Restate the opening lines of the material below word for word, stopping after the line that contains "been lingering :)".
⁂
PR #77, opened 2019-07-02
feat: don't require WIREMOCK_PROXY_URL to be set

paulswartz:
The current code requires WIREMOCK_PROXY_URL to be set to a particular value
for the tests to pass. This pulls the configuration into the test so that the
environment isn't required to be in a particular state.

Also removes `async: true` since it modifies the global state.

<br>
Assigned to: @meagonqz


ryan-mahoney:
@meagonqz @paulswartz what is happening w/ this PR? Looks like it has been lingering :)

paulswartz:
It was failing Backstop, and I can't download the images to see what the issue was. I also couldn't get Backstop passing locally.

ryan-mahoney:
@meagonqz I'm going to try to resolve the issues here and ping you when it passes CI

meagonqz:
I never noticed this because I only look for my avatar in the PR view so I thought it was assigned to Ryan. Seeing if this will pass CI after the update.

PR #83, opened 2019-07-05
schedule, get route patterns

ryan-mahoney:
#### Summary of changes
**Asana Ticket:** [⏱Schedules | Directionality - Get trip pattern data](https://app.asana.com/0/555089885850811/1127979261717805)

- get all route patterns for a route, grouped by direction
- get all shapes for route, organized in a map by shape.id
- allow shape repo call to not require a `direction_id`
- remove some file that appeared to have been checked-in accidentally

<br>
Assigned to: @phildarnowsky


apps/routes/lib/repo.ex
```diff
@@ -47,11 +47,13 @@ defmodule Routes.Repo do
...
-  @spec get_shapes(String.t(), 0 | 1, boolean) :: [Shape.t()]
-  def get_shapes(route_id, direction_id, filter_negative_priority? \\ true) do
+  @spec get_shapes(String.t(), Keyword.t(), boolean) :: [Shape.t()]
+  def get_shapes(route_id, opts, filter_negative_priority? \\ true) do
+    opts = Keyword.put(opts, :route, route_id)
+
     shapes =
-      cache({route_id, direction_id}, fn _ ->
-        case Shapes.all(route: route_id, direction_id: direction_id) do
+      cache(opts, fn _ ->
```
gshkolnik: are the same `opts` always going to be in the same order? If not, we might be hurting our cache hit rate.

phildarnowsky: Easy to fix by changing `opts` to `Enum.sort(opts)`

apps/route_patterns/lib/repo.ex
```diff
@@ -10,6 +10,7 @@ defmodule RoutePatterns.Repo do
       nil -> [route: route_id]
       direction_id -> [route: route_id, direction_id: direction_id]
     end
+    |> Keyword.put(:sort, "sort_order")
```
phildarnowsky: Is this what you were referring to earlier when you said the default sort order seemed to be by typicality?

apps/routes/lib/repo.ex
```diff
@@ -47,11 +47,13 @@ defmodule Routes.Repo do
     end
   end
 
-  @spec get_shapes(String.t(), 0 | 1, boolean) :: [Shape.t()]
-  def get_shapes(route_id, direction_id, filter_negative_priority? \\ true) do
+  @spec get_shapes(String.t(), Keyword.t(), boolean) :: [Shape.t()]
+  def get_shapes(route_id, opts, filter_negative_priority? \\ true) do
```
phildarnowsky: so the idea is that, now that `direction_id` is optional, we can call `get_shapes` without it to get all shapes in both directions for the route in question when we fetch all the data for this new feature?

apps/site/lib/site_web/controllers/schedule/line.ex
```diff
@@ -76,25 +89,63 @@ defmodule SiteWeb.ScheduleController.Line do
...
+
+    Map.put(route_pattern, :shape_id, shape_id)
+  end
+
+  @spec get_route_shape_map(Route.id_t()) :: map
+  def get_route_shape_map(route_id) do
+    route_id
+    |> get_route_shapes()
+    |> Enum.map(fn shape -> {shape.id, shape} end)
+    |> Map.new()
```
gshkolnik: no need to do `Enum.map`, `Map.new` does that already.

apps/route_patterns/lib/repo.ex
ryan-mahoney: yes

apps/routes/lib/repo.ex
ryan-mahoney: yes

PR #85, opened 2019-07-06
Use Repo.teasers for event index

amaisano:
#### Summary of changes
**Asana Ticket:** [Use teaser request for Events](https://app.asana.com/0/555089885850811/958950737688914)

- dependent on #84 
- make event times naive once parsed to avoid double TZ shift
- we only have the start time at the moment, not the whole range

### DIFF
--- a/apps/site/lib/site_web/controllers/project_controller.ex
+++ b/apps/site/lib/site_web/controllers/project_controller.ex
@@ -181,28 +181,15 @@ defmodule SiteWeb.ProjectController do
   end
 
   @spec get_events_async(integer, :past | :upcoming) :: (() -> [Teaser.t()])
-  def get_events_async(id, :past) do
+  def get_events_async(id, timeframe) do
     fn ->
       Repo.teasers(
         type: :event,
         related_to: id,
         items_per_page: 10,
-        date_op: "<",
+        date_op: (timeframe == :past && "<") || ">=",
         date: [value: "now"],
-        sort_order: "DESC"
-      )
-    end
-  end
-
-  def get_events_async(id, :upcoming) do
-    fn ->
-      Repo.teasers(
-        type: :event,
-        related_to: id,
-        items_per_page: 10,
-        date_op: ">=",
-        date: [value: "now"],
-        sort_order: "ASC"
+        sort_order: (timeframe == :past && "DESC") || "ASC"
       )
     end
   end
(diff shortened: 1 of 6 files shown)


apps/site/lib/site_web/controllers/project_controller.ex
```diff
@@ -182,8 +180,32 @@ defmodule SiteWeb.ProjectController do
...
+      Repo.teasers(
+        type: :event,
+        related_to: id,
+        items_per_page: 10,
+        date_op: ">=",
+        date: [value: "now"],
+        sort_order: "ASC"
+      )
+    end
+  end
```
ryan-mahoney: a bit repetitive, how do you feel about:
```
def get_events_async(id, timeframe) do
    fn ->
      Repo.teasers(
        type: :event,
        related_to: id,
        items_per_page: 10,
        date_op: if timeframe == :past, do: "<", else: ">=",
        date: [value: "now"],
        sort_order: if timeframe == :past, do: "DESC" else: "ASC"
      )
    end
  end
```

apps/site/lib/site_web/templates/event/_event_list.html.eex
```diff
@@ -3,14 +3,23 @@
...
+        range = case event do
+          %Content.Teaser{} = item -> %{start: item.date, stop: item.date_end}
+          %Content.Event{} = item -> %{start: item.start_time, stop: item.end_time}
+        end
+
+        path_fn = case event do
+          %Content.Teaser{path: path} -> fn -> cms_static_page_path(@conn, path) end
+          %Content.Event{} -> fn -> event_path(@conn, :show, event) end
+        end
+      %>
```
ryan-mahoney: I didn't read too deeply into this, but I though that the list would always be `Teaser.t()` and not `Event.t()`?

amaisano: We're keeping support for when this template i used by the very old (and not often used) Upcoming Board Meetings paragraph, which serves us `Event.t()` structs. See [this commit](https://github.com/mbta/dotcom/pull/85/commits/64c7215f9ff8225c760ed0bbb5ba80c9d4213884) for a little more detail.

amaisano: FYI: https://app.asana.com/0/385363666817452/1130867967246842

amaisano:
@ryan-mahoney now that the dependent branch is merged into master I changed the base of this. I think you already approved it via comment but now I need an official approval (pending tests). Thanks.

PR #90, opened 2019-07-09
Keep redirect [sub] params [if whitelisted]

amaisano:
#### Summary of changes
**Asana Ticket:** [AFC 2.0 Charlie | TNM vanity and UTM params](https://app.asana.com/0/555089885850811/1122614077520942)

When the CMS API calls `view/2` on a Drupal path that is actually a redirect, we lost some of the params (both top-level and nested) due to the redirect using a Map and Strings vs. a List and Atoms to define the params.

This PR adds clauses and guards for redirects where the params are in this alternate format, and continues to sanitize nested and non-nested params.

I've also confirmed the CMS merges normal params from the request with those of the redirect location (it just had trouble with nested param format).

**Test Link** (note: connect to the live CMS when testing):

http://localhost:4001/transit-near-me-charlie?location[lattitude]=12345&location[longitude]=12345&badkey[badsubkey]=badbadbad

**Should redirect to:**

http://localhost:4001/transit-near-me?location%5Blattitude%5D=12345&location%5Blongitude%5D=12345&utm_campaign=charlie&utm_medium=transit-near-me&utm_source=cubic

### DIFF
--- a/apps/content/lib/cms/http_client.ex
+++ b/apps/content/lib/cms/http_client.ex
@@ -26,6 +26,8 @@ defmodule Content.CMS.HTTPClient do
 
   @impl true
   def view(path, params) do
+    # IO.inspect({path, params}, label: "Incoming view request")
+
     params = [
       {"_format", "json"}
       | Enum.reduce(params, [], &stringify_params/2)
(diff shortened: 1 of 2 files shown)


apps/content/lib/cms/http_client.ex
```diff
@@ -73,13 +75,21 @@ defmodule Content.CMS.HTTPClient do
...
 
   # Convert nested key values to their own keys, if whitelisted
-  @spec list_to_params(String.t(), param_list, {safe_key(), String.t()}) :: param_list
+  @spec list_to_params(String.t(), param_list, {safe_key(), String.t()} | map) :: param_list
   defp list_to_params(key, acc, {sub_key, sub_val}) when sub_key in @safe_keys do
     stringify_params({key <> "[#{sub_key}]", sub_val}, acc)
   end
 
+  # Nested params from 302 redirects come in as a single-pair Map.t() element
+  defp list_to_params(key, acc, val) when is_map(val) do
```
ryan-mahoney: when the test runs, this function is never called

amaisano: See latest commit. Turns out we no longer need this clause :)

PR #92, opened 2019-07-10
make :route_patterns a dependency of :site app

ryan-mahoney:
#### Summary of changes
**Asana Ticket:** [Look into schedule 500 error on dev](https://app.asana.com/0/555089885850811/1130522906709257)

The application build is crashing because `:route_patterns` was never added as a dependency to the `:site` application after the modules were referenced.

A similar issue happened recently with the `:services` application.

<br>
Assigned to: @meagonqz


ryan-mahoney:
verified on dev-green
⁂
#### Task answer:
PR #77, opened 2019-07-02
feat: don't require WIREMOCK_PROXY_URL to be set

paulswartz:
The current code requires WIREMOCK_PROXY_URL to be set to a particular value
for the tests to pass. This pulls the configuration into the test so that the
environment isn't required to be in a particular state.

Also removes `async: true` since it modifies the global state.

<br>
Assigned to: @meagonqz


ryan-mahoney:
@meagonqz @paulswartz what is happening w/ this PR? Looks like it has been lingering :)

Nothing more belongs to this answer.